Billingham’s family photographs sparked a testy debate in the arts community. Some saw the series as political commentary—a critique of the Conservative government that had held power for more than a decade, and their policies toward the poor and working class. Some saw the photos as exploitative and voyeuristic, a sort artistic adaptation of the Jerry Springer-ization of modern television culture. Some saw the work as an expression of proletarian rage and resentment, which manifested itself either externally through mindless violence (football hooliganism, racist thuggery, domestic aggression, etc.) or internally through self-destructive behavior (alcoholism, drug abuse, etc.). Other critics simply saw the photographs purely in terms of the aesthetic and how they fit into existing modes of artistic expression. One critic remarked that Ray’s a Laugh “belongs to a rhetorical and ritualized system of the family photography while it simultaneously contradicts the system by its lack of poses.” One wonders what Ray and Big Liz would have made of that.

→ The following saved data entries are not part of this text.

PR #7269, opened 2024-05-07
Remove hasCommentInside functions

3flex:
These functions are not general purpose (only used in a couple of rules that check for empty blocks) so can be removed from the API.

Technically breaking change but this is very unlikely to be used in 3rd party rules.


BraisGabin (approved):
What a surprise that all these functions were inside a file called junk 🤣

PR #7270, opened 2024-05-08
Rewrite MaxLineLength & TrailingWhitespace to avoid problematic offset calcs

3flex:


detekt-rules-style/src/main/kotlin/io/gitlab/arturbosch/detekt/rules/style/MaxLineLength.kt
```diff
@@ -48,26 +52,26 @@ class MaxLineLength(config: Config) : Rule(
...
-        for (line in lines) {
-            offset += line.length
-            if (!isValidLine(file, offset, line)) {
+        val sourceFileLinesMapping = KtPsiSourceFileLinesMapping(file)
+
+        file.text.lines().withIndex()
+            .filterNot { isValidLine(file, sourceFileLinesMapping.getLineStartOffset(it.index), it.value) }
+            .forEach {
+                val offset = sourceFileLinesMapping.getLineStartOffset(it.index)
+                val line = it.value
```
BraisGabin, line 62:
```suggestion
            .map { (index, line) -> sourceFileLinesMapping.getLineStartOffset(index) to line }
            .filterNot { (offset, line) -> isValidLine(file, offset, line) }
            .forEach { (offset, line) ->
```

BraisGabin (approved):

detekt-rules-style/src/main/kotlin/io/gitlab/arturbosch/detekt/rules/style/Junk.kt
```diff
@@ -12,7 +12,7 @@ import org.jetbrains.kotlin.psi.psiUtil.getNonStrictParentOfType
  * the given [line] from a given offset in a [KtFile].
  */
 internal fun findKtElementInParents(file: KtFile, offset: Int, line: String): Sequence<PsiElement> {
-    return file.elementsInRange(TextRange.create(offset - line.length, offset))
+    return file.elementsInRange(TextRange.create(offset, offset + line.length))
```
BraisGabin, line 15: If we can do this change in this function without breaking any other rule, shouldn't we move this function to `MaxLineLength`? And, otherwise, how is it that we don't break any other rule if they use it?

3flex: Yeah this is one I need to look at - TrailingWhiteSpace is the other one that uses it, and it doesn't cause any issues (yet) because of the `runCatching` block I've mentioned in other comments that masks the problem.

That rule needs to be rewritten too which I'm working on now and will include in this PR.

detekt-rules-style/src/main/kotlin/io/gitlab/arturbosch/detekt/rules/style/MaxLineLength.kt
3flex: It cuts out a line, but I think it's more readable as is, so I'd like to keep the current implementation.

BraisGabin: Can we at least use deconstructed variables (`(inxed, line) ->`)? so instead of `it.index` we have `index`. I don't care that much about the `map`. It was just to avoid the duplicated call to `sourceFileLinesMapping.getLineStartOffset`.

BraisGabin (approved):
LGTM

This PR is really related with #7259. Because these two rules are the more problematic ones related with the null `KtElement`.

PR #7273, opened 2024-05-08
Faster `InvalidPackageDeclaration`

BraisGabin:
We know that visit a `KtFile` is not free at all. But we don't have any values to see if this is really faster or not.

My next project on detekt is going to be a tool to monitor the detekt performance. Once we have that we could take a look at the `Rule` implementation because I think that it pushes to overuse the `visit` pattern everywhere even in cases that is not needed (for example the one of this PR)

I left this PR as draft because I want to know how much faster is `InvalidPackageDeclaration` with this change.


3flex:
I'm a bit unclear on the purpose of this PR? Would it be better to look into tooling to monitor performance first, then PRs can be opened once there's some data available?

If this PR is closed an issue could be opened instead, linking to this PR.

BraisGabin:
We can just close this. I don't think it's worth the issue. We first need to work on monitoring as you said.

PR #7298, opened 2024-05-15
Add `.vscode/settings.json` to `.gitignore`

baseballyama:
This is a small PR, but I would like to add a VSCode setting when modifying documentation, but I don't want to commit this.
Therefore I updated .gitignore.

(Basically, I work with IntelliJ IDEA, but VSCode is sometimes more convenient for document editing.)

### DIFF
--- a/.gitignore
+++ b/.gitignore
@@ -164,3 +164,6 @@ target/
 
 # Avoid ignoring Gradle wrapper jar file (.jar files are usually ignored)
 !gradle-wrapper.jar
+
+# VSCode
+.vscode/settings.json


.gitignore
```diff
@@ -164,3 +164,6 @@ target/
 
 # Avoid ignoring Gradle wrapper jar file (.jar files are usually ignored)
 !gradle-wrapper.jar
+
+# VSCode
+.vscode/settings.json
```
Goooler, line 169:
```suggestion
.vscode
```

I believe we can ignore the whole `.vscode` path for now.

Goooler (approved):

3flex (approved):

Few, if any, of the critics engaged in the debate had any real familiarity with council housing or desperate poverty or the unremitting, persistent boredom that’s an inevitable by-product of chronic unemployment. Certainly, addiction and boredom aren’t the exclusive province of the poor; rich folks and middle class people also experience those issues—they just experience them in more comfort, with cleaner clothes and better vegetables.
Billingham, it seems, hasn’t bothered to become involved in the debate.
“I soon realized that people liked the family pictures for reasons that I never intended. They just like to look at my mum’s tattoos or the stains on the wallpaper or the dirty floor.”
Billingham himself has moved on to other projects. He spent some time working in hi-8 video. He began another series of still photographs based in the Black Country—a section of the British Midlands that’s one of the most heavily polluted environments in the Western world; a network of coal mines and coking operations, coal-powered iron mills and steel founderies, and other coal-based industries (it includes Cradley Heath, Billingham’s hometown). He has become a lecturer in Fine Arts Photography at the University of Gloucestershire. His most recent series of photographs and videos is, happily, about zoos—a project for which he spent two years traveling and visiting the world’s best zoological gardens. He finally got to see all those animals he’d first seen in that book he’d bought.
Ray and Big Liz have both since died.
“Ray got moved into an old people’s home up the road. At first, Liz would go and see him once a day, then it was once a week, then once a month, then months went by. She died about three years after that. Of a blood clot, at 56. And then he died the year after. He was 74. Not much of a story really.”
Not much of a story, really. A story that’s so sadly common in poor neighborhoods that it doesn’t merit much more than a sentence or two in a little-noticed blog about photographers. It would be tragic, except that tragedy requires an audience to be appreciated. The audience is busy looking at the photos.
I rather doubt Richard Billingham still has that book of British mammals he bought as a child. Even so, I suspect it’s the best thirty-seven pence he’s ever spent.